__What the task asks__
Only the lines from the one with "LGTM, thanks for" to the end of the data below should be returned, each exactly as it stands.
*** Entries shown Section Begins ***
PR #2703, opened 2023-08-14
Make InProgressMethods immutable so it's safer to use as react state

robertbrignull:
A small modification that makes `setPackagedMethods` return a new object instead of mutating the existing object. The current code is correct, but I worry the chance of the class accidentally being used incorrectly is a bit too high.

The danger of having `InProgressMethods` be mutable is that we use it as react state, and react tracks state changes only by object identity. This means if a developer do something like:
```typescript
setInProgressMethods((oldInProgressMethods) => {
    oldInProgressMethods.setPackagedMethods(packageName, methods);
    return oldInProgressMethods;
);
```
then react would not see that the object was modified and would not trigger a re-render of the component. When the next render happened for whatever other reason, the change in state would be rendered. This leads to bugs and unpredictable visual behaviour.

By making `InProgressMethods` immutable it means you don't need to know that you must call `fromExisting` first to create a new object, and it'll be harder to accidentally mutate an object being used as react state.

It's worth nothing we do also have this problem with other objects and also with arrays. This one stuck out to me because it's a custom object with an interface, so the mutation of lack of it is hidden from the developer. We may also want to look at ways of reducing the chance of this bug in other places. Maybe a CodeQL query?

## Checklist

### DIFF
--- a/extensions/ql-vscode/src/data-extensions-editor/shared/in-progress-methods.ts
+++ b/extensions/ql-vscode/src/data-extensions-editor/shared/in-progress-methods.ts
@@ -19,10 +19,7 @@ export class InProgressMethods {
     packageName: string,
     methods: Set<string>,
   ): InProgressMethods {
-    const newMethodMap = new Map<string, Set<string>>();
-    this.methodMap.forEach((value, key) => {
-      newMethodMap.set(key, new Set<string>(value));
-    });
+    const newMethodMap = new Map<string, Set<string>>(this.methodMap);
     newMethodMap.set(packageName, methods);
     return new InProgressMethods(newMethodMap);
   }
--- a/extensions/ql-vscode/src/data-extensions-editor/shared/in-progress-methods.ts
+++ b/extensions/ql-vscode/src/data-extensions-editor/shared/in-progress-methods.ts
@@ -1,16 +1,30 @@
 /**
  * A class that keeps track of which methods are in progress for each package.
+ *
+ * This class is immutable and therefore is safe to be used in a react useState hook.
  */
 export class InProgressMethods {
   // A map of in-progress method signatures for each package.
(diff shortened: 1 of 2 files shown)


extensions/ql-vscode/src/data-extensions-editor/shared/in-progress-methods.ts
```diff
@@ -1,16 +1,30 @@
...
+   * Returns a new InProgressMethods instance.
+   */
+  public setPackageMethods(
+    packageName: string,
+    methods: Set<string>,
+  ): InProgressMethods {
+    const newMethodMap = new Map<string, Set<string>>();
+    this.methodMap.forEach((value, key) => {
+      newMethodMap.set(key, new Set<string>(value));
+    });
```
koesie10, line 25: I believe that these two options should also work and be equivalent:

```suggestion
    const newMethodMap = new Map<string, Set<string>>(this.methodMap);
```

```suggestion
    const newMethodMap = new Map<string, Set<string>>(this.methodMap.entries());
```

These options are probably faster because they can be optimized by V8. I don't think [it's allowed](https://tc39.es/ecma262/multipage/keyed-collections.html#sec-map-constructor) that Node.js uses the same map instance if calling `new Map(this.methodMap)`, so this should be fully equivalent.

koesie10 (approved):
LGTM, thanks for making this safe to use in React state

extensions/ql-vscode/src/data-extensions-editor/shared/in-progress-methods.ts
robertbrignull: Thanks for that suggestion. I'd forgotten for this bit that you can pass an iterable to the map constructor.

charisk (approved):
Thanks!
*** Entries shown Section Ends ***
__Output for this task__
LGTM, thanks for making this safe to use in React state

extensions/ql-vscode/src/data-extensions-editor/shared/in-progress-methods.ts
robertbrignull: Thanks for that suggestion. I'd forgotten for this bit that you can pass an iterable to the map constructor.

charisk (approved):
Thanks!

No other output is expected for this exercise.